Ficre adored the long laughter and various “Girl”s that would punctuate my phone conversations with dear sister friends. He always wanted me to have those conversations by his side while he watched television or read. I like to hear you laugh, he’d say. Near him, is what I miss. And the near-voice of intimacy.
What did Lucille Clifton mean when she wrote that she was spoken to by a “voice from the undead past” in the poem “the light that came to lucille clifton”? What did the old folks mean when they said, “Every shut-eye ain’t asleep, every goodbye ain’t gone?” Isn’t friendship all in the doing? If I cannot take a walk with you and talk my way to the other side of the dilemma, I am not enacting friendship. If I cannot tell you every little thing when I am preparing dinner and you have poured me a glass of wine, how are you my friend? “I loved my friend. He went away from me. There’s nothing more to say.”
Days later it feels like progress when I write to Michele for the spaghetti recipe. She replies:
Are we the only ones who crave this? I came home and made it tonight and we blissed out. OK, here’s how to make the sauce for 1lb of pasta:
1. Cut 2 to 3 oz of pancetta into 1/4-inch dice—you should have 1 cup—and put them in a large sauté pan with 3T of olive oil. Turn on the heat and cook gently until the pancetta begins to brown.

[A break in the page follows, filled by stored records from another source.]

PR #850, opened 2026-04-18
Proof optimization- consolidate proof and view/UF tables

oflatt:
This PR makes proofs twice as fast by consolidating tables, also resulting in a negative diff in the core proof instrumentation


src/proofs/proof_encoding.rs
```diff
@@ -446,11 +447,12 @@ impl<'a> ProofInstrumentor<'a> {
...
         // Propagate cost, unextractable, hidden, and internal_let flags from the original function
         let mut term_flags = String::new();
-        let mut view_flags = String::new();
         if let Some(cost) = fdecl.cost {
             term_flags.push_str(&format!(" :cost {cost}"));
-            view_flags.push_str(&format!(" :cost {cost}"));
         }
+        // View is always a function (returning Proof or Unit), with :merge old
+        let proof_type = self.proof_type_str().to_string();
+        let mut view_flags = String::new();
```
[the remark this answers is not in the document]
oflatt: ah this is a real problem

egglog-bridge/src/rule.rs
```diff
@@ -784,10 +794,20 @@ impl Query {
         let mut constraints: Vec<(core_relations::AtomId, Constraint)> =
             Vec::with_capacity(self.atoms.len());
         'outer: for focus_atom in 0..self.atoms.len() {
+            if self.skip_seminaive.contains(&focus_atom) {
+                continue;
+            }
             for (i, (_, _, schema_info)) in self.atoms.iter().enumerate() {
```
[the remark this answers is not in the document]
oflatt: hmm this shouldn't be here anymore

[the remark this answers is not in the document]
oflatt: we should rip out the changes in this file

src/proofs/snapshots/egglog__proofs__proof_tests__tests__doc_example_add_function1.snap
```diff
@@ -9,35 +9,34 @@ expression: snapshot
...
-       (__UF_Math b c))
+       (set (__UF_Math b c) ()))
         :ruleset __single_parent :name "singleparent__uf_update")
 (rule ((__UF_Math a b))
       ((set (__UF_Mathf a) b))
         :ruleset __uf_function_index :name "__uf_function_index1")
 (sort __view)
 (constructor Add (i64 i64) Math :unextractable :internal-hidden)
-(constructor __AddView (i64 i64 Math) __view :term-constructor Add)
+(function __AddView (i64 i64 Math) Unit :merge old :term-constructor Add)
```
saulshanabrook, line 32: Just curious, why do we need merge old here? Shouldn't any two units be the same value so the default merge function of assert equality should be fine?

oflatt: The function doesn't do much in term mode, in proof mode, the `Unit` is a `Proof` and we want to store only one `Proof`

src/proofs/proof_encoding.rs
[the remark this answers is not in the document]
oflatt: fixed

egglog-bridge/src/rule.rs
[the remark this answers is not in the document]
oflatt: fixed

src/sort/pair.rs
```diff
@@ -0,0 +1,149 @@
+use super::*;
```
saulshanabrook, line 1: This looks good! I have an in progress pair.rs file as well, looks about the same. I called them `left` and `right` but I think yours are better names and are closer to other languages like lean/Haskell. I added `unstable-pair-match`, `unstable-pair-map-left`, and `unstable-pair-map-right`, so a subsequent PR from me might add those if it ends up being useful.

src/ast/mod.rs
```diff
@@ -976,19 +980,27 @@ where
...
+                    write!(f, " :unextractable")?;
+                }
                 if *hidden {
                     write!(f, " :internal-hidden")?;
                 }
                 if *let_binding {
                     write!(f, " :internal-let")?;
                 }
+                if let Some(tc) = term_constructor {
+                    write!(f, " :term-constructor {tc}")?;
```
saulshanabrook: Sorry this is probably an unrelated change, but should we make this `internal`? Or is it meant to be used outside of proof mode?

src/sort/pair.rs
oflatt: okay thanks!

src/ast/mod.rs
oflatt: Yeah let's make it internal

yihozhang (approved):
Took a look at the non-proof part of the PR and looks good to me! I like the idea of `extraction-cost.`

2. While that’s happening, slice four onions (red, white or yellow, or a mix) thinly (but not too thinly). When the pancetta has begun to brown, add the onions to the pan, salt and pepper them, and turn them several times in the oil. Put a lid on the pan, turn the heat as low as it’ll go, and cook for 40 minutes or so.
3. While the onions are cooking, bring a big pot of water to a boil, add salt (2T). When your sauce is almost done, add your spaghetti to the water and cook al dente. (Really al dente. You want it to bite back. It’ll cook more in the sauce.) Drain the pasta and add to the sauce with whatever water is clinging to it. Add more pasta-pot water to the pasta and sauce if need be.
4. At the last minute, add 3T finely chopped parsley and 1/3 cup grated Parmesan cheese to the pasta and toss. Serve in a heated bowl and pass more cheese at the table.
This is the best dish!! It’ll make you want to throw rocks at other pasta dishes.
xoxoxoxo, M
As I make the pasta I remember Ficre in our kitchen teaching me how to more adeptly use a knife, to preheat a pan, to press garlic cloves so the paper jackets slip off, to simmer tomatoes until they turn sweet and roast beets until they are like candy. The boys and I eat our delicious spaghetti until sated. Our whole bodies are warm. Ficre is in our stomachs.
Five
We loved Jimmy Scott’s version of the David Byrne song, “Heaven”: “Heaven is a place where nothing ever happens.” These days I picture heaven populated by the umber angels Ficre painted in abundance, but that seems too fanciful. I never truly believed in heaven and cannot manufacture it. Little Jimmy Scott’s plaintiveness seems right when he sings “nothing e-ver happens.” How better to describe the infinite solitude of the afterlife?
“When this kiss is over it will start again, it will not be any different it will be exactly the same,” he sings. Each kiss is fixed. It is the same long kiss, but it will never change. That is the comfort, and that is the heartbreak.
One night at bedtime, Simon asks if I want to come with him to visit Ficre in heaven.
Yes, I say, and lie down on his bed.
“First you close your eyes,” he says, “and ride the clear glass elevator. Up we go.”
What do you see? I ask.
God is sitting at the gate, he answers.
What does God look like? I ask.
Like God, he says. Now, we go to where Daddy is.
He has two rooms, Simon says, one room with a single bed and his books and another where he paints. The painting room is vast. He can look out any window he wants and paint. That room has four views: our backyard, the dock he painted in Maine, Asmara, and New Mexico.
New Mexico? I ask.
Yes, Simon says, the volcano crater with the magic grass.
Ah yes, I say, the caldera, where we saw the gophers and the jackrabbits and the elk running across and Daddy called it the veldt.
Yes. Do you see it?
And I do. The light is perfect for painting. His bed in heaven is a single bed.
Okay, it’s time to go now, Simon says. So down we go.
You can come with me anytime, he says.
Thank you, my darling.
I don’t think you can find it by yourself yet, he says, but one day you will.
Six
Ficre stops coming to my dreams, so I lie in my bed after I have sent the children off to school and imagine my dreams instead. Half asleep, I picture him walking through the door with luggage as if from war.
Reunion at the front door: an acquaintance’s bipolar son appearing on their doorstep after years in his vortex, shaggy, smelling, dirty.
To Sleep with Anger, the film I watched the night before he died, and the trickster from the South who knocks at the northern migrant’s door.
The Eritrean saying that you can’t walk by your friend’s house without knocking on the door to say hello.